He put down his saw, shaded his eyes against the sun and then saw who it was. He strode a few steps down the valley and held out his arms. Nan jumped into them and he lifted her as though she weighed nothing at all, holding her up at arm’s length and laughing at her round eyes of astonishment. He’s not old as I thought he was, Nan thought, he’s quite young. And how can he sing? Is it a miracle? She had heard of
miracles
, but she had not met one before, and when Davie set her down on the grass again her knees nearly gave way. But it steadied her to hear Uncle Ambrose saying, ‘Good afternoon, sir,’ and to see him raising his hat and holding out his hand just as though this were a perfectly ordinary afternoon call.

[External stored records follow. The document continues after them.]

PR #685, opened 2013-03-23
Fix Other Clients link in README

leschenko:
Other Clients link returns 404
Changed to [http://www.elasticsearch.org/guide/clients/](http://www.elasticsearch.org/guide/clients/)


karmi:
Thanks!, updated as part of larger changes in efb9c14.

PR #699, opened 2013-04-09
Allow for specifying version in Tire::Index#store

cjbottaro:
Allow for the version param as specified here http://www.elasticsearch.org/guide/reference/api/index_/


karmi:
Added a test and merged, thanks!

PR #700, opened 2013-04-11
added read_attribute_for_serialization to result item

lasssim:
I added the method **read_attribute_for_serialization** to the result item to support active model serializers.

### DIFF
--- a/lib/tire/results/item.rb
+++ b/lib/tire/results/item.rb
@@ -34,6 +34,10 @@ module Tire
         @attributes[key.to_sym]
       end
 
+      def read_attribute_for_serialization(key)
+        @attributes[key.to_sym]
+      end
+
       def id
         @attributes[:_id]   || @attributes[:id]
       end
--- a/lib/tire/results/item.rb
+++ b/lib/tire/results/item.rb
@@ -33,10 +33,9 @@ module Tire
       def [](key)
         @attributes[key.to_sym]
       end
+      
+      alias :read_attribute_for_serialization :[]
 
-      def read_attribute_for_serialization(key)
-        @attributes[key.to_sym]
-      end
 
       def id
         @attributes[:_id]   || @attributes[:id]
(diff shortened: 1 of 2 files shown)


karmi:
Can you please check with https://github.com/karmi/tire-contrib/pull/15 and https://github.com/ResumUP/tire_am_serializers, and also add test cover for the feature?

lasssim:
hi,

sorry for the missing test. i just added them.

the tire_am_serializers gem only helps with autodetecting a serializer as far as i can tell from skimming the code.

active model serializers uses the read_attribute_for_serialization method to retrieve attributes from the objects it serializes. this is the part from active model serializers (activemodel-3.2.11/lib/active_model/serialization.rb:100)

``` ruby
      # Hook method defining how an attribute value should be retrieved for
      # serialization. By default this is assumed to be an instance named after
      # the attribute. Override this method in subclasses should you need to
      # retrieve the value for a given attribute differently:
      #
      #   class MyClass
      #     include ActiveModel::Validations
      #
      #     def initialize(data = {})
      #       @data = data
      #     end
      #
      #     def read_attribute_for_serialization(key)
      #       @data[key]
      #     end
      #   end
      #
      alias :read_attribute_for_serialization :send

```

br, simon

mulderp:
Hm.. I can't confirm this commit to make my ActiveModelSerializer work. I am using:

```
    movies = Movie.search(params[:q], :load => true)
    render :json => movies, :each_serializer => MovieSerializer
```

But get a:

```
   NoMethodError (undefined method `<=' for false:FalseClass)
```

Let me know, if I can test some variation.

karmi:
@lister Sorry for the ridiculous delay! Merged the patch and added some tests for ActiveModel::Serializers (d2263fb)

@mulderp Could you try again? Notice (d2263fb), that you need to specifically include the support in `Tire::Results::Item`, if you'd need to serialize those. Your models should work fine I guess -- please paste the fuller backtrace for the error.

Issue #283, opened 2012-03-20
Add proper DSL for geo filtering


karmi:
While the geo filtering is [currently possible to do with Tire](https://github.com/karmi/tire/issues/140#issuecomment-2568675), it would be nice to have a more convenient DSL support for geo features:

``` ruby
Tire.search('venues') do
  query  { all }
  geo    { distance :location, '200km', [40, -71] }
end

Tire.search('venues') do
  query  { all }
  geo    { polygon :location, [40, -70], [30, -80], [20, -90] }
end

Tire.search('venues') do
  query  { all }
  geo    { bounding_box :location, :top_left => [40, -70], :bottom_right => [30, -80] }
end
```

PR #701, opened 2013-04-11
Add support for geo distance facets

robinbrandt:
This pull request adds implementation and tests for geo distance facets to tire, see http://www.elasticsearch.org/guide/reference/api/search/facets/geo-distance-facet for more details.

Thanks for your work on tire. We use it at Stuffle (http://stuffle.it) and it's great how little effort was needed to integrate ElasticSearch.

Cheers,
Robin

### DIFF
--- a/lib/tire/search/facet.rb
+++ b/lib/tire/search/facet.rb
@@ -2,7 +2,7 @@ module Tire
   module Search
 
     #--
-    # TODO: Implement all elastic search facets (geo, histogram, range, etc)
+    # TODO: Implement remaining elastic search facets (date histogram)
     # http://elasticsearch.org/guide/reference/api/search/facets/
     #++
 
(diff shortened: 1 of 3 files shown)


robinbrandt:
@karmi any thoughts?

karmi:
@robinbrandt I like it, thanks!, will try to process it as soon as possible...

karmi:
@robinbrandt By the way, what do you think about #283? Do you use geo filtering as well?

robinbrandt:
We don't use it yet but probably in a couple of hours ;) I have to play around with it a bit more but my first expression was that geo distance is just another filter and the filtering DSL is flexible enough to support it so there's no need for another special geo syntax. 

But I'll give it a try. When I find out I was wrong, I'll grab the ticket, ok?

robinbrandt:
Hi @karmi !

Any idea if this could make it into the next tire release?

karmi:
@robinbrandt Sorry it took so long! Merged and pushed, thanks for a great patch! I'll include it in the next release, once I solve other hanging issues, will release probably tommorrow.

robinbrandt:
No problem, thanks for your work.

PR #702, opened 2013-04-11
Change #find to #where to prevent ActiveRecord::RecordNotFound

jeyb:
As per @karmi's comments on https://github.com/karmi/tire/pull/673 I've only used where when the class inherits ActiveRecord::Base.

Thoughts @karmi?

### DIFF
--- a/test/unit/results_collection_test.rb
+++ b/test/unit/results_collection_test.rb
@@ -235,7 +235,7 @@ module Tire
           ActiveRecord::Schema.define(:version => 1) { create_table(:active_record_articles) { |t| t.string(:title) } }
           model = ActiveRecordArticle.new(:title => 'Test'); model.id = 1
 
-          ActiveRecordArticle.expects(:find).with([1]).returns([ model] )
+          ActiveRecordArticle.expects(:where).with(id: [1]).returns([ model])
 
           Results::Collection.new(response, :load => true).each_with_hit do |result, hit|
             assert_instance_of ActiveRecordArticle, result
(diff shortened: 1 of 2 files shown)


test/unit/results_collection_test.rb
```diff
@@ -235,7 +235,7 @@ class ResultsCollectionTest < Test::Unit::TestCase
           ActiveRecord::Schema.define(:version => 1) { create_table(:active_record_articles) { |t| t.string(:title) } }
           model = ActiveRecordArticle.new(:title => 'Test'); model.id = 1
 
-          ActiveRecordArticle.expects(:find).with([1]).returns([ model] )
+          ActiveRecordArticle.expects(:where).with(id: [1]).returns([ model])
```
robinbrandt, line 238: You're using Ruby 1.9 Hash syntax here. I don't know the general policy here (I just added my first pull request myself) but the other tests (at least the unit tests) use the 1.8 Hash syntax. But from some older commits and the documentation you can see that 1.8 compatibility is desired.

karmi, line 238: Yes. Ruby 1.8 compatibility of the whole gem is in fact _required_, the only place where we commonly use Ruby 1.9 syntax is integration tests (easier on the eyes, most people are on Ruby 1.9, Hash preserves ordering, etc). The unit tests have to use the Ruby 1.8 syntax, because we run the unit tests suite on Ruby 1.8 on Travis (and of course locally).

karmi:
@jeyb See also discussion in #602, please.

jeyb:
@karmi @robinbrandt I can definitely update to Ruby 1.8 syntax.

@karmi If you can point out where I can find a list of supported ORMs I can work on a `Strategy` implementation like done here https://github.com/karmi/tire/commit/efb9c14. Is this already being worked on? Don't want to dup effort. But this fix is critical for my project so I do wan't to work on it soon.

brupm:
@karmi bump

karmi:
Sorry it hangs in there like this for so long. Any news on this in the meantime? I think you should synchronize with @timoschilling to work out some elegant solution which would pick correct strategy for `__find_records_by_ids` for ActiveRecord, Mongoid, etc. Let's keep the current implementation as default.

karmi:
Just wondering about the state of this ticket -- I'm all for exposing ORM-specific finder methods in the `__find_records_by_ids`, but would like to have it done properly, so we can extend it, covered it by tests, etc. Currently, for a homogenous application, people can just override the method, but it would be cool to have a proper out-of-the-box support here...

jeyb:
Didn't get a chance to work on this till a few minutes ago. How does this look? https://github.com/karmi/tire/pull/810

karmi:
Closing in favour of #810.

PR #709, opened 2013-04-18
Add 'strategy' option to bulk import

leschenko:
During bulk import for active_record models sometimes it is important to eager load associations, which can't be done with default strategy for active_record models.

### DIFF
--- a/lib/tire/model/import.rb
+++ b/lib/tire/model/import.rb
@@ -26,6 +26,9 @@ module Tire
       #
       module Strategy
         def self.from_class(klass, options={})
+          if options[:strategy]
+            return const_get(options[:strategy]).new(klass, options)
+          end
           case
           when defined?(::ActiveRecord) && klass.ancestors.include?(::ActiveRecord::Base)
             ActiveRecord.new klass, options
--- a/lib/tire/model/import.rb
+++ b/lib/tire/model/import.rb
@@ -26,9 +26,7 @@ module Tire
       #
       module Strategy
         def self.from_class(klass, options={})
-          if options[:strategy]
-            return const_get(options[:strategy]).new(klass, options)
-          end
+          return const_get(options[:strategy]).new(klass, options) if options[:strategy]
           case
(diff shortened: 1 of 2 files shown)


karmi:
I like the injection of the strategy!, just a question if it wouldn't be possible to pass some options/arel blocks to the strategy down the wire? I was aware that we lost the ability to eager load associations when merging this, and didn't see a good way how to implement that.

Couple of notes:

1/ could you add a unit test for this?

2/ maybe compress the code into one line:

```
return const_get(options[:strategy]).new(klass, options) if options[:strategy]
```

3/ Wouldn't the `import` method be a better location for this? It's kinda confusing to return the injected strategy from the `Strategy.from_class` method...?

leschenko:
There is a lot of models with custom `paginate` method for old tire bulk import scheme. So it would be nice to have the ability to use them after tire update via WillPaginate strategy.

1/ I didn't find a good place for test because import strategies didn't covered with unit tests yet
2/ definitely!
3/ may be

May be this approach isn't elegant, but I didn't find better way yet.

karmi:
It's a very good solution. People will just need pointers how to implement their strategy and use it. An integration test would be cool even for this -- I like to point people to working code instead to docs... What do you think?

karmi:
@leschenko Hi, any news on this? I think an integration test as docs + plus the suggested changes would make this quite helpful for people who need to customize the import behaviour.

leschenko:
Hello, sorry for delay.
I added unit test for this option and compressed the code into one line.
I have question about integration test: is it a test for rake tasks or Tire::Tasks::Import module?

karmi:
@leschenko Merged and pushed, thanks!

Example:

``` ruby
class MyCustomImportStrategy
  include Base
  def import &block
    klass.
      where(published: true).
      joins(:comments).
      find_in_batches(:batch_size => options[:per_page]) do |batch|
        index.import batch, options, &block
      end
    self
  end
end
```

PR #710, opened 2013-04-21
Add JavaScript Runtime to example

dariusgm:
This will prevent the example to thow errors.

### DIFF
--- a/examples/rails-application-template.rb
+++ b/examples/rails-application-template.rb
@@ -107,7 +107,7 @@ puts        '-'*80, ''; sleep 1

‘Good afternoon, sir,’ said Daft Davie in a clear voice. ‘Will you come up into the house?’
‘Thank you,’ said Uncle Ambrose. ‘But first I must offer my apologies for having been so long in calling upon you. The fact is, sir, that I have only lately become aware that you are resident here.’
‘I have been something of a recluse,’ explained Daft Davie courteously. ‘Shall I lead the way?’
‘Lead on, sir,’ said Uncle Ambrose.
Daft Davie led on and Nan whispered to Uncle Ambrose, as they climbed up the steps at some little distance behind him, ‘He isn’t dumb any more.’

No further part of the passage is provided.